Im Jahr 2013 verringerte sich die Anzahl von Absolute-Return-Fonds von 619 auf 505. 30 Fonds kamen neu auf den Markt, 144 verschwanden. Die verbliebenen Fonds steigerten das Marktvolumen dennoch um 21 Prozent auf 125,4 Milliarden Euro.

Ein Grund dafür ist, dass sich vor allem schwache und kleine Fonds vom Markt verabschiedet haben. Die gut abschneidenden Fonds bedienen nun die steigende Nachfrage nach Absolute-Return-Konzepten.
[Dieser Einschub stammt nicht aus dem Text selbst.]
PR #10600, opened 2024-04-23
Reuse slow path method search for gccct

tenderlove:
This way all code paths use the same search code for finding call caches for a particular method.

### DIFF
--- a/vm_insnhelper.h
+++ b/vm_insnhelper.h
@@ -58,6 +58,14 @@ RUBY_EXTERN rb_serial_t ruby_vm_global_cvar_state;
     VM_REG_CFP = ec->cfp; \
 } while (0)
 
+typedef enum call_type {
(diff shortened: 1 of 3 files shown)


vm_insnhelper.h
```diff
@@ -58,6 +58,15 @@ RUBY_EXTERN rb_serial_t ruby_vm_global_cvar_state;
     VM_REG_CFP = ec->cfp; \
 } while (0)
 
+typedef enum call_type {
+    CALL_PUBLIC,
+    CALL_FCALL,
+    CALL_VCALL,
+    CALL_PUBLIC_KW,
+    CALL_FCALL_KW,
+    CALL_TYPE_MAX
```
ko1, line 67: we can remove it.

ko1 (approved):

PR #10602, opened 2024-04-23
Use user defined parameterizing rules

ydah:
- Use user defined parameterizing rules
- Add DSL support for ripper with `%rule` actions in preproc.rb


nobu:
Not only moving the regexp to a constant, how about this?
https://github.com/nobu/ruby/tree/ripper-dsl-line

ydah:
> Not only moving the regexp to a constant, how about this? https://github.com/nobu/ruby/tree/ripper-dsl-line

It looks good to me. @yui-knk WDYT?

yui-knk:
LGTM!

PR #10608, opened 2024-04-23
Get error from dln_open when USE_SHARED_GC

peterzhu2118:
Before, if dln_open failed to open RUBY_GC_LIBRARY_PATH, it would segfault because it would try to raise an error, which cannot happen because the GC has not been initialized yet.

This commit changes dln_open to return the error that occurred so the caller can handle the error.

### DIFF
--- a/dln.c
+++ b/dln.c
@@ -340,10 +340,9 @@ dln_disable_dlclose(void)
 
 #if defined(_WIN32) || defined(USE_DLN_DLOPEN)
 void *
-dln_open(const char *file)
+dln_open(const char *file, const char **error)
 {
     static const char incompatible[] = "incompatible library version";
-    const char *error = NULL;
     void *handle;
 
 #if defined(_WIN32)
@@ -360,15 +359,15 @@ dln_open(const char *file)
     free(winfile);
 
     if (!handle) {
-        error = dln_strerror();
-        goto failed;
+        *error = dln_strerror();
+        return NULL;
     }
 
 # if defined(RUBY_EXPORT)
     if (!rb_w32_check_imported(handle, rb_libruby_handle())) {
         FreeLibrary(handle);
-        error = incompatible;
-        goto failed;
+        *error = incompatible;
+        return NULL;
     }
 # endif
 
@@ -387,8 +386,8 @@ dln_open(const char *file)
     /* Load file */
     handle = dlopen(file, RTLD_LAZY|RTLD_GLOBAL);
     if (handle == NULL) {
-        error = dln_strerror();
-        goto failed;
+        *error = dln_strerror();
+        return NULL;
     }
 
 # if defined(RUBY_EXPORT)
@@ -413,8 +412,8 @@ dln_open(const char *file)
                 if (libruby_name) {
                     dln_loaderror("linked to incompatible %s - %s", libruby_name, file);
                 }
-                error = incompatible;
-                goto failed;
+                *error = incompatible;
+                return NULL;
             }
         }
     }
@@ -422,9 +421,6 @@ dln_open(const char *file)
 #endif
 
     return handle;
-
-  failed:
-    dln_loaderror("%s - %s", error, file);
 }
 
 void *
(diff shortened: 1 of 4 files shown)


dln.c
```diff
@@ -340,10 +340,9 @@ dln_disable_dlclose(void)
 
 #if defined(_WIN32) || defined(USE_DLN_DLOPEN)
 void *
-dln_open(const char *file)
+dln_open(const char *file, const char **error)
```
nobu, line 343:
```suggestion
dln_open(const char *file, char *message, size_t size)
```

dln.c
```diff
@@ -360,15 +359,15 @@ dln_open(const char *file)
...
+        *error = dln_strerror();
+        return NULL;
     }
 
 # if defined(RUBY_EXPORT)
     if (!rb_w32_check_imported(handle, rb_libruby_handle())) {
         FreeLibrary(handle);
-        error = incompatible;
-        goto failed;
+        *error = incompatible;
```
nobu, line 369:
```suggestion
        strlcpy(message, incompatible, size);
```

dln.c
```diff
@@ -387,8 +386,8 @@ dln_open(const char *file)
     /* Load file */
     handle = dlopen(file, RTLD_LAZY|RTLD_GLOBAL);
     if (handle == NULL) {
-        error = dln_strerror();
-        goto failed;
+        *error = dln_strerror();
```
nobu, line 389: Ditto.

dln.c
```diff
@@ -413,18 +412,15 @@ dln_open(const char *file)
                 if (libruby_name) {
                     dln_loaderror("linked to incompatible %s - %s", libruby_name, file);
                 }
-                error = incompatible;
-                goto failed;
+                *error = incompatible;
```
nobu, line 415: Ditto.

dln.c
```diff
@@ -501,7 +497,12 @@ void *
 dln_load(const char *file)
 {
 #if defined(_WIN32) || defined(USE_DLN_DLOPEN)
-    void *handle = dln_open(file);
+    const char *error = NULL;
+    void *handle = dln_open(file, &error);
```
nobu, line 501:
```suggestion
    char error[1024];
    void *handle = dln_open(file, error, sizeof(error));
```

dln.h
```diff
@@ -25,7 +25,7 @@ RUBY_SYMBOL_EXPORT_BEGIN
 char *dln_find_exe_r(const char*,const char*,char*,size_t DLN_FIND_EXTRA_ARG_DECL);
 char *dln_find_file_r(const char*,const char*,char*,size_t DLN_FIND_EXTRA_ARG_DECL);
 void *dln_load(const char*);
-void *dln_open(const char *file);
+void *dln_open(const char *file, const char **error);
```
nobu, line 28:
```suggestion
void *dln_open(const char *file, char *error, size_t size);
```

dmydln.c
```diff
@@ -21,9 +21,9 @@ dln_symbol(void *handle, const char *symbol)
     UNREACHABLE_RETURN(NULL);
 }
 
-NORETURN(void *dln_open(const char*));
+NORETURN(void *dln_open(const char *library, const char **error));
 void*
-dln_open(const char *library)
+dln_open(const char *library, const char **error)
```
nobu, line 26:
```suggestion
NORETURN(void *dln_open(const char *library, char *error, size_t size));
void*
dln_open(const char *library, char *error, size_t size)
```

gc.c
```diff
@@ -1900,20 +1900,15 @@ ruby_external_gc_init()
         return;
     }
 
-    void *h = dln_open(gc_so_path);
+    const char *error = NULL;
+    void *h = dln_open(gc_so_path, &error);
```
nobu, line 1904:
```suggestion
    char *error[1024];
    void *h = dln_open(gc_so_path, error, sizeof(error));
```

dln.c
```diff
@@ -413,18 +412,15 @@ dln_open(const char *file)
                 if (libruby_name) {
                     dln_loaderror("linked to incompatible %s - %s", libruby_name, file);
```
nobu, line 413: What about this, and `if (dln_disable_dlclose())` block?

nobu (commented):
And what about `dln_memerror`?

peterzhu2118:
@nobu I opened https://github.com/ruby/ruby/pull/10620 to address the comments.

> And what about dln_memerror?

I only want to replace the common errors in `dln_loaderror`. I think the `dln_memerror` and `dln_fatalerror` are corner-case enough that it's ok for it to crash if it happens with `RUBY_GC_LIBRARY_PATH` enabled.

PR #10610, opened 2024-04-23
Fixes [Bug #20449]

rdimartino:
Bisecting between 3.1.4 and 3.1.5 showed that https://bugs.ruby-lang.org/issues/20449 was introduced here https://github.com/ruby/ruby/commit/4153e807c55ec0fc234969ae08a01c1e0c8ed167

As far as I can tell, this issue only affect Ruby 3.1.5


hsbt:
Thank for file this. Unfortunately, Ruby 3.1.x is security maintenance phase. This means I don't merge normal bugfix.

Qualität vor Quantität: Das zeigt auch die Sharpe Ratio, die bei 78 Prozent der 170 untersuchten Fonds über Null liegt. Frei übersetzt heißt das, dass jene Fonds mehr Rendite gebracht haben als eine risikofreie Geldanlage. Laut Lupus Alpha ist das ein Erfolg.

Außerdem erwirtschafteten 90 Prozent auf Sicht von fünf Jahren Gewinne. Im Durchschnitt liegen die Gewinne bei 3,67 Prozent pro Jahr, damit stehen Absolute-Return-Fonds auf Augenhöhe mit Hedgefonds (Performance: plus 3,65 Prozent).